“Face Your Fears” by Bill Mathis— What is Normalcy?

Mathis, Bill. “Face Your Fears”, Rogue Phoenix Press, 2018.

What is Normalcy?

Amos Lassen

Over the years that I have been reviewing, I have come across several books that stun me and among them are the thrilling fiction and nonfiction of Edmund White, the lyrical prose of Andre Aciman, the gorgeous poetry Emmanuel Xavier and the journalistic skills of Robert Fieseler in “Tinderbox”. I am now going to add “Face Your Fears” by Bill Mathis to that list of books that I cannot imagine being without. The prose is beautiful, the characters are real people who we come to know and love and the idea is brilliant.

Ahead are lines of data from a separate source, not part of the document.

Issue #112, opened 2023-11-06
EmfMetaModelExporter should check the registry for existing eclasses before trying to create duplicates


AtanasM98:
[Code where problem occurs.](https://github.com/LionWeb-io/lionweb-java/blob/f6a67bdd1a7dd54c032dedb9a95d0458cdc4ad25/emf/src/main/java/io/lionweb/lioncore/java/emf/EMFMetamodelExporter.java#L41C15-L41C15)

ftomassetti:
How urgent is this? Do you need solved for LangDev?

enikao:
We have a workaround, by manually adding the appropriate mappings ([source code](https://github.com/LionWeb-io/property-demo/blob/8ec9c90512ec040eace9f518f86a5b122e496997/xtend-generators/emf-generator/src/main/java/generator/emf/EmfGenerated.xtend#L45))

Would be nicer for the demo if it worked.

PR #115, opened 2023-11-09
EMF fixes

enikao:
Include more files into emf-builtins artifact, so it can be recognized as Eclipse plugin.

Implemented workaround for #112.

Added more info to exceptions.

### DIFF
--- a/emf-builtins/META-INF/MANIFEST.MF
+++ b/emf-builtins/META-INF/MANIFEST.MF
@@ -1,0 +1,6 @@
+Manifest-Version: 1.0
+Bundle-ManifestVersion: 2
+Bundle-Name: emf-builtins
+Bundle-SymbolicName: io.lionweb.java.emf.builtins;singleton:=true
+Bundle-Version: 0.1.0.qualifier
+Require-Bundle: org.eclipse.emf.ecore
--- a/emf-builtins/META-INF/MANIFEST.MF
+++ b/emf-builtins/META-INF/MANIFEST.MF
@@ -1,6 +1,0 @@
-Manifest-Version: 1.0
-Bundle-ManifestVersion: 2
-Bundle-Name: emf-builtins
-Bundle-SymbolicName: io.lionweb.java.emf.builtins;singleton:=true
-Bundle-Version: 0.1.0.qualifier
-Require-Bundle: org.eclipse.emf.ecore
--- a/emf/src/main/java/io/lionweb/lioncore/java/emf/EMFMetamodelExporter.java
+++ b/emf/src/main/java/io/lionweb/lioncore/java/emf/EMFMetamodelExporter.java
@@ -3,11 +3,10 @@ package io.lionweb.lioncore.java.emf;
 import io.lionweb.lioncore.java.emf.mapping.ConceptsToEClassesMapping;
 import io.lionweb.lioncore.java.emf.mapping.DataTypeMapping;
 import io.lionweb.lioncore.java.language.*;
+import java.util.List;
 import org.eclipse.emf.ecore.*;
 import org.eclipse.emf.ecore.resource.Resource;
 import org.eclipse.emf.ecore.resource.impl.ResourceImpl;
-
-import java.util.List;
 
 /** Export LionWeb's metamodels into EMF's metamodels. */
 public class EMFMetamodelExporter extends AbstractEMFExporter {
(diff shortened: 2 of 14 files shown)


emf-builtins/META-INF/MANIFEST.MF
```diff
@@ -0,0 +1,6 @@
+Manifest-Version: 1.0
+Bundle-ManifestVersion: 2
+Bundle-Name: emf-builtins
+Bundle-SymbolicName: io.lionweb.java.emf.builtins;singleton:=true
+Bundle-Version: 0.1.0.qualifier
```
ftomassetti, line 5: Is this the version of the Maven package? If so, we should consider generating this file

ftomassetti: Looking at the build.gradle file it seems generated, so I think we should not commit it, but adding the task generating this file as a dependency of the `setup` task

emf/src/main/java/io/lionweb/lioncore/java/emf/mapping/ConceptsToEClassesMapping.java
```diff
@@ -121,6 +136,28 @@ public void registerMapping(Interface iface, EClass eClass) {
     interfacesToEClasses.put(iface, eClass);
   }
 
+  public void registerMapping(Language language, EPackage ePackage) {
+    for (LanguageEntity entity : language.getElements()) {
```
ftomassetti, line 140: Should we check if this mapping already exists and in that case just return?
Should we check for non-conflict mapping?

emf/src/test/resources/properties.ecore
```diff
@@ -1,6 +1,6 @@
 <?xml version="1.0" encoding="UTF-8"?>
 <ecore:EPackage xmi:version="2.0" xmlns:xmi="http://www.omg.org/XMI" xmlns:xsi="http://www.w3.org/2001/XMLSchema-instance"
-    xmlns:ecore="http://www.eclipse.org/emf/2002/Ecore" name="io.lionweb.Properties" nsURI="https://lionweb.io/io_lionweb_Properties"
+    xmlns:ecore="http://www.eclipse.org/emf/2002/Ecore" name="io_lionweb_Properties" nsURI="https://lionweb.io/io_lionweb_Properties"
```
ftomassetti, line 3: Wouldn't be better to keep the dots? Or is there a reason to replace them?

ftomassetti:
Thank you for the ton of improvements!

ftomassetti (approved):

emf/src/main/java/io/lionweb/lioncore/java/emf/EMFMetamodelExporter.java
```diff
@@ -32,7 +32,7 @@ public Resource exportResource(List<Language> languages) {
   public EPackage exportLanguage(Language language) {
     EPackage ePackage = EcoreFactory.eINSTANCE.createEPackage();
 
-    ePackage.setName(language.getName());
+    ePackage.setName(language.getName().replaceAll("[^\\p{Alnum}_]", "_"));
```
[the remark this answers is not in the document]
enikao: Yes, dots lead to invalid generated Java. I investigated the code of the `EcoreValidator`, and it checks essentially for valid Java identifiers.

emf/src/test/resources/properties.ecore
enikao: invalid, see above

emf/src/main/java/io/lionweb/lioncore/java/emf/EMFMetamodelExporter.java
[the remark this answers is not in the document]
ftomassetti: Makes sense, I would just add a comment as others could be tempted to remove it when we forget the reason for this

emf/src/test/resources/properties.ecore
ftomassetti: Understood, thank you

AtanasM98:
```
Caused by: org.eclipse.emf.ecore.resource.impl.ResourceSetImpl$1DiagnosticWrappedException: java.io.FileNotFoundException: 
C:\Work\lioncore-java\emf-builtins\build\resources\main\src\main\model\builtins.genmodel
(The system cannot find the path specified)
```
I'm having this problem. I think it may be connected to a missing gradle task or some task that sets up this resource isn't depended on.

enikao:
> ```
> Caused by: org.eclipse.emf.ecore.resource.impl.ResourceSetImpl$1DiagnosticWrappedException: java.io.FileNotFoundException: 
> C:\Work\lioncore-java\emf-builtins\build\resources\main\src\main\model\builtins.genmodel
> (The system cannot find the path specified)
> ```
> 
> I'm having this problem. I think it may be connected to a missing gradle task or some task that sets up this resource isn't depended on.

That should be fixed by now, could you try?

PR #116, opened 2023-11-10
Preparing for release 2023.1

ftomassetti:
* Adding changelog
* Adding specsVersion in artifacts names
* Moving to 0.2.0 to indicate a significant change and offer a more separate starting point for the changelog

### DIFF
--- a/README.md
+++ b/README.md
@@ -30,7 +30,7 @@ The language's _nsURI_ is `http://lionweb.io/lionweb-java/emf/core/builtins/2023
 
 ## lionweb-java-2023.1-* - Version 0.2.0
 
-This is the first release based on the new coordinates, which indicate support for the specification of LionWeb released under version 2023.1.
+This is the first release based on the new artifact ids (which now include the specifications version), which indicate support for the specification of LionWeb released under version 2023.1.
 
 At this stage support for the M1 and M2 APIs is relatively complete. Support for annotations may need refinements. Some constraints may not yet been verified.
 Import and export from and to EMF is a work in progress.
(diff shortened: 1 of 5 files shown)


README.md
```diff
@@ -25,3 +25,12 @@ Contains im/exporters to convert models between LionCore &harr; Ecore and LionWe
 Some of LionCore's built-in elements have no direct representation in Ecore.
 This sub-project is an Eclipse project that defines an _EPackage_ `builtins` to host the equivalent elements in Ecore.
 The language's _nsURI_ is `http://lionweb.io/lionweb-java/emf/core/builtins/2023.1`.
+
+## Changelog
+
+## lionweb-java-2023.1-* - Version 0.2.0
+
+This is the first release based on the new coordinates, which indicate support for the specification of LionWeb released under version 2023.1.
```
dslmeinte, line 33: “coordinate**s**”? I'm not all too familiar with Maven parlance, so I could miss something. Could “package name” or something like that be more clear?

README.md
```diff
@@ -25,3 +25,12 @@ Contains im/exporters to convert models between LionCore &harr; Ecore and LionWe
...
+
+At this stage support for the M1 and M2 APIs is relatively complete. Support for annotations may need refinements. Some constraints may not yet been verified.
```
dslmeinte, line 35: This is a good format that I'll steal for `lionweb-typescript` :)

dslmeinte (changes requested):

README.md
ftomassetti: The term coordinates is indeed part of the Maven parlance (https://maven.apache.org/pom.html#Maven_Coordinates). It includes the groupId, the artifact id, and the version. I can change that to artifactIds, because we changed only those

README.md
ftomassetti: Great!

dslmeinte (approved):

PR #117, opened 2023-11-20
Steamlined low-level API

enikao:


core/src/main/java/io/lionweb/lioncore/java/language/IKeyed.java
```diff
@@ -1,9 +1,10 @@
 package io.lionweb.lioncore.java.language;
 
 /**
- * Implementation detail of the Java implementation. Not part of the official M3.
+ * Implementation detail of the Java implementation. Not part of the official M3. TODO: Is this
```
enikao, line 4: I think by now this is part of M3?

core/src/main/java/io/lionweb/lioncore/java/serialization/data/SerializedContainmentValue.java
```diff
@@ -1,18 +1,22 @@
...
 
-  public SerializedContainmentValue() {}
+  public SerializedContainmentValue() {
+    this.value = new ArrayList<>();
+  }
 
   public SerializedContainmentValue(MetaPointer metaPointer, List<String> value) {
     this.metaPointer = metaPointer;
-    this.value = value;
+    this.value = new ArrayList<>(value);
```
dslmeinte, line 19: Had to think why it would be useful to make a defensive copy here, but now I get it.

dslmeinte (approved):

core/src/main/java/io/lionweb/lioncore/java/serialization/data/SerializedContainmentValue.java
enikao: Nobody shall touch my internal data structure directly.

core/src/main/java/io/lionweb/lioncore/java/language/IKeyed.java
ftomassetti: Right, we should update the comment

core/src/main/java/io/lionweb/lioncore/java/serialization/JsonSerialization.java
```diff
@@ -161,9 +161,7 @@ public SerializedChunk serializeNodesToSerializationBlock(List<Node> nodes) {
               + " is not");
       registerLanguage(node.getConcept().getLanguage());
       UsedLanguage languageKeyVersion = UsedLanguage.fromLanguage(node.getConcept().getLanguage());
-      if (!serializationBlock.getLanguages().contains(languageKeyVersion)) {
-        serializationBlock.getLanguages().add(languageKeyVersion);
-      }
+      serializationBlock.addLanguage(languageKeyVersion);
```
ftomassetti, line 164: Don't we want to prevent accidental double inclusions?

core/src/main/java/io/lionweb/lioncore/java/serialization/data/SerializedChunk.java
```diff
@@ -13,7 +13,7 @@ public class SerializedChunk {
   private final Map<String, SerializedClassifierInstance> classifierInstancesByID = new HashMap<>();
 
   private String serializationFormatVersion;
-  private final List<UsedLanguage> languages = new ArrayList<>();
+  private final Set<UsedLanguage> languages = new LinkedHashSet<>();
```
ftomassetti, line 16: I would not use a set here for two reasons: 1) Preserving the order 2) Load faithfully files containing twice the same language

core/src/main/java/io/lionweb/lioncore/java/serialization/data/SerializedChunk.java
```diff
@@ -47,11 +47,11 @@ public void addLanguage(UsedLanguage language) {
   }
 
   public Map<String, SerializedClassifierInstance> getClassifierInstancesByID() {
-    return classifierInstancesByID;
+    return Collections.unmodifiableMap(classifierInstancesByID);
   }
 
-  public List<UsedLanguage> getLanguages() {
-    return languages;
+  public Set<UsedLanguage> getLanguages() {
```
ftomassetti, line 53: I would return a List here

core/src/main/java/io/lionweb/lioncore/java/serialization/data/UsedLanguage.java
```diff
@@ -25,6 +25,13 @@ public static UsedLanguage fromLanguage(@Nonnull Language language) {
     return new UsedLanguage(language.getKey(), language.getVersion());
   }
 
+  public static UsedLanguage fromMetaPointer(@Nonnull MetaPointer metaPointer) {
+    Objects.requireNonNull(metaPointer, "metaPointer parameter should not be null");
+    Objects.requireNonNull(metaPointer.getLanguage(), "metaPointer language should not be null");
```
ftomassetti, line 30: Should we have a method to validate a metaPointer and have the null checks there?

ftomassetti (changes requested):
All looks good to me, besides the use of a set in SerializedChunk. I think that class should represent what is on file, even if incorrect and therefore it is useful for it to preserve the order of elements and even duplicates

core/src/main/java/io/lionweb/lioncore/java/serialization/data/SerializedChunk.java
dslmeinte: `LinkedHashSet` #forTheWin !

ftomassetti: I would still think that in SerializedChunk it makes sense to allow for duplicates. If we don't we would not be able to deserialize and reserialize a file and get the same result

dslmeinte: I agree (even if `LinkedHashSet` preserves order modulo removals): we shouldn't have any "magic".

core/src/main/java/io/lionweb/lioncore/java/serialization/data/UsedLanguage.java
enikao: I wrote this symmetric to `fromLanguage()`, didn't think too much about it.
In theory, we could work with a MetaPointer that misses its `key`.
I don't have a strong opinion, what do you prefer?

ftomassetti (approved):
+1

PR #118, opened 2023-12-12
Simplify internal representation of serialized nodes + re-order JSON serialization

dslmeinte:


README.md
```diff
@@ -34,3 +34,9 @@ This is the first release based on the new artifact ids (which now include the s
 
 At this stage support for the M1 and M2 APIs is relatively complete. Support for annotations may need refinements. Some constraints may not yet been verified.
 Import and export from and to EMF is a work in progress.
+
+### Version 0.2.1
```
ftomassetti, line 38: I think it could make sense to have a separate Changelog file for this

core/src/main/java/io/lionweb/lioncore/java/serialization/JsonSerialization.java
```diff
@@ -414,30 +414,13 @@ private List<SerializedClassifierInstance> sortLeavesFirst(
...
-              || sortedList.stream()
-                  .anyMatch(
-                      sn ->
-                          Objects.equals(
-                              sn.getID(), serializedAnnotationInstance.getParentNodeID()))) {
-            sortedList.add(n);
-            nodesToSort.remove(i);
-            i--;
-          }
+        SerializedClassifierInstance node = nodesToSort.get(i);
```
ftomassetti, line 417: should we call the variable `classifierInstance` or `instance` or `ci`?

core/src/main/java/io/lionweb/lioncore/java/serialization/JsonSerialization.java
```diff
@@ -496,19 +479,16 @@ private List<ClassifierInstance<?>> deserializeClassifierInstances(
             new MapBasedResolver(deserializedByID), this.instanceResolver);
     serializedClassifierInstances.stream()
         .forEach(
-            n -> {
+            node -> {
```
ftomassetti, line 482: should we call the variable `classifierInstance` or `instance` or `ci`?

core/src/main/java/io/lionweb/lioncore/java/serialization/JsonSerialization.java
```diff
@@ -496,19 +479,16 @@ private List<ClassifierInstance<?>> deserializeClassifierInstances(
...
-                SerializedAnnotationInstance serializedAnnotationInstance =
-                    (SerializedAnnotationInstance) n;
-                if (serializedAnnotationInstance == null) {
+                if (node == null) {
                   throw new IllegalStateException(
                       "Dangling annotation instance found (annotated node is null). ");
                 }
-                Node annotatedNode =
-                    (Node) deserializedByID.get(serializedAnnotationInstance.getParentNodeID());
+                Node annotatedNode = (Node) deserializedByID.get(node.getParentNodeID());
```
ftomassetti, line 491: Can an annotations have children? If so the parent of an annotation could be another annotation and this could fail

core/src/main/java/io/lionweb/lioncore/java/serialization/data/SerializedClassifierInstance.java
```diff
@@ -3,22 +3,23 @@
...
 import java.util.Collections;
 import java.util.List;
+import java.util.Objects;
 import javax.annotation.Nonnull;
 import javax.annotation.Nullable;
 
 /**
  * Lower level representation of a Classifier Instance (either a Node or an AnnotationInstance)
- * which is used to load broken classifier instances during serialization.
+ * which is used to load classifier instances during serialization.
```
ftomassetti, line 12: I think that the broken term here makes sense as we can use these classes also to load nodes that are not structurally valid (like nodes that have themselves as parent)

emf/src/test/resources/properties-instance.json
```diff
@@ -4,6 +4,11 @@
   "nodes": [
     {
       "id": "file_properties-parser-examples-example1-props",
+      "classifier": {
```
ftomassetti, line 7: Is this necessary to change the file? Shouldn't the test pass anyway?

emf/src/test/resources/properties-language.json
```diff
@@ -9,6 +9,11 @@
   "nodes": [
     {
       "id": "io_lionweb_Properties",
+      "classifier": {
```
ftomassetti, line 12: As for the other file, I would consider leaving the file as-is, to demonstrate that the test should pass anyway and it is not dependent on the order of keys

ftomassetti (approved):
Looks good to me, with minor suggestions for coherence on the names of variables

README.md
dslmeinte: Ha, I thought we decided to not have separate changelog files. Also: the `##` heading says "Changelog".

core/src/main/java/io/lionweb/lioncore/java/serialization/JsonSerialization.java
dslmeinte: I'd rather rename the `SerializedClassifierInstance` to `SerializedNode` (and so `node` &rarr; `serializedNode`), actually.

core/src/main/java/io/lionweb/lioncore/java/serialization/JsonSerialization.java
dslmeinte: (see previous comment)

README.md
ftomassetti: Sorry, my bad

core/src/main/java/io/lionweb/lioncore/java/serialization/JsonSerialization.java
ftomassetti: I am confused about the term "node", as it could mean both node as in proper member of the AST (so no annotation instances) and node as in proper member of the AST or annotation instance. I think it would be useful to have separate terms for these two concepts

core/src/main/java/io/lionweb/lioncore/java/serialization/JsonSerialization.java
dslmeinte: I don't know if annotations can have children. (This change doesn't impact that, though.) I'll also check the TS-impl. for what we do there.

core/src/main/java/io/lionweb/lioncore/java/serialization/data/SerializedClassifierInstance.java
dslmeinte: Yes, but they're not _only_ used for broken classifiers, right? If so, we can state explicitly that this class is also usable to load broken serialized nodes.

emf/src/test/resources/properties-instance.json
dslmeinte: The test passes anyway, but I like consistency :)

emf/src/test/resources/properties-language.json
dslmeinte: Shouldn't we make a separate test case (and file) for that, then?

README.md
dslmeinte: No worries :D

core/src/main/java/io/lionweb/lioncore/java/serialization/JsonSerialization.java
dslmeinte: In TS and C# code I tend to use the names `node` and `serializedNode` – can we do that here as well?

core/src/main/java/io/lionweb/lioncore/java/serialization/JsonSerialization.java
dslmeinte: An `Annotation` is a `Classifier` so can own `Feature`s. It can't own another `Annotation`, only reference them through its `extends` feature. So, I'd say the code as it is, is OK. (In the TS-impl. it wouldn't be a problem anyway, because of the way that parent-child-relations are installed.)

core/src/main/java/io/lionweb/lioncore/java/serialization/JsonSerialization.java
ftomassetti: I am not super-convinced about this point, but perhaps we can revisit it later and keep things as they are for the sake of getting this PR over the line and the release done quick;y

core/src/main/java/io/lionweb/lioncore/java/serialization/data/SerializedClassifierInstance.java
ftomassetti: You are right, I added a suggestion

emf/src/test/resources/properties-language.json
ftomassetti: Yes, I think so. I will mark this as resolved then

core/src/main/java/io/lionweb/lioncore/java/serialization/JsonSerialization.java
ftomassetti: Marking this as resolved

core/src/main/java/io/lionweb/lioncore/java/serialization/data/SerializedClassifierInstance.java
ftomassetti: I committed my own suggestion, to get this one over the line

PR #119, opened 2024-01-02
Align order of language meta-pointers

dslmeinte:
+ fix lint issue


ftomassetti:
Thank you @dslmeinte . Please let me know if you need a release

dslmeinte:
> Thank you @dslmeinte . Please let me know if you need a release

That would be good, although I don't know whether you have other work in the pipeline that would be good to release in combination.

ftomassetti:
@dslmeinte I just made a release (0.2.3) it should now propagate to Maven Central. Please let me know if you run into issues with it, as they could be due to the new release process

PR #121, opened 2024-01-02
Setup advanced publish gradle plugin

### LINKED ISSUE #120: Adopt com.vanniktech.maven.publish to simplify the release process
See https://github.com/Strumenta/antlr-kotlin/blob/master/build.gradle.kts for reference. It permits to auto close and release the sonatype repository, making the release process fully automatic

ftomassetti:
Fix #120 

This PR:
1. Simplifies slightly the configuration of the build
2. Automatize the release process, removing the manual step of logging into sonatype, close the repository and then release it

I have tested it by publishing the artifacts locally, but I am not sure how to test it differently than by doing a real release after merging this PR.

I have previously used this plugin in https://github.com/Strumenta/antlr-kotlin

I think that most of the code in mavenPublishing could be centralized under the `buildSrc` directory, but I am not sure if we can use that while having a mix of groovy and kotlin scripts. At this moment we cannot fully move to kotlin because of EMF stuff that requires some groovy code.

Given that JDK 8 was not supporting the gradle plugin introduced in this PR, I also updated the list of JDK supported for the build process. I dropped JDK 8 (which could already not run the javadoc task) and added JDK 21 (a new LTS). This required updating gradle. We still generate artifacts compatible with JDK 8.


ftomassetti:
Converting to draft as the plugin seems to require Java 11, for the build process. This makes the build fail, even if it should not be a problem as the code produced should still be Java 8 compatible. Still, the build should be fixed.

dslmeinte (approved):

ftomassetti:
Updated MWE and Xtext so that tests on JDK 21 pass now

PR #127, opened 2024-02-09
Rename Model into Partition and implement Node.getRoot

ftomassetti:
The first item is just a simple refactoring of something I noticed while working on Node.getRoot.

For the second point, I wrote two tests: one for the "normal" case, and one to handle circular hierarchies.

### DIFF
--- a/CHANGELOG.md
+++ b/CHANGELOG.md
@@ -1,0 +1,23 @@
+# Changelog
+
+## lionweb-java-2023.1-* - Version 0.2.0
+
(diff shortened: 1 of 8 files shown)


dslmeinte (approved):
Do you already have a changelog for `lionweb-java`? Would be good to have, since e.g. this PR introduces a breaking change.

ftomassetti:
Good point @dslmeinte I have updated the Changelog and moved it to a separate file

Some of you may know that I have, of late, become active in making the world a better place for those with disabilities and this has come out of a friendship with Lisa, a member of my temple who is totally blind. I was never aware that those with disabilities are treated different than those who are “normal” but I have seen it time and time and it break my heart especially because there is o not one person who has a disability that chose to be that way. I have seen bus and train drivers ignore the fact that someone has a hard time getting on the train because they are blind and I have seen riders ignore the fact that someone with a disability is forced to stand while they are comfortably ensconced in seats reading their I-phones. Not all of us are so lucky to have bodies that work properly and those of us that do should help those who do not. All of this is taking us to my review of “Face Your Fears”, a book that dares to “challenge those traditional concepts of normalcy, family, disability and love”.

We meet Nate McGuire, a quadriplegic with cerebral palsy who is being raised in a family of achievers. That should be plenty enough of a challenge but Nate has to be fed, dressed and toileted. He is a beautiful person who also has unique skills and abilities that he gradually becomes aware of. Jude Totsian is one of 10 children raised on a Iowa farm. He has no disability and can change diapers, cook, fix broken equipment and milk cows. He has discovered his vocation as a physical therapist. While these two guys are seemingly total opposites, they both experience tragic teen-age losses, deal with family tragedies, and accept who they are and make peace with what they have been dealt. They both also gay men and eventually together. I found that “Face Your Fears” forced me to reconsider the meaning of the world normal and understand that there are many degrees of the meaning of normal. Bill Mathis does not just share the stories of Nate and Jude but as the story builds, we get a look at how homosexuality was considered in Midwest America before the Supreme Court granted our equality. “…even in 1993, this whole area and school still isn’t ready to handle gays in a respectful manner. You must be careful. You must lead a double life. It’s not fair, but it is what it is”.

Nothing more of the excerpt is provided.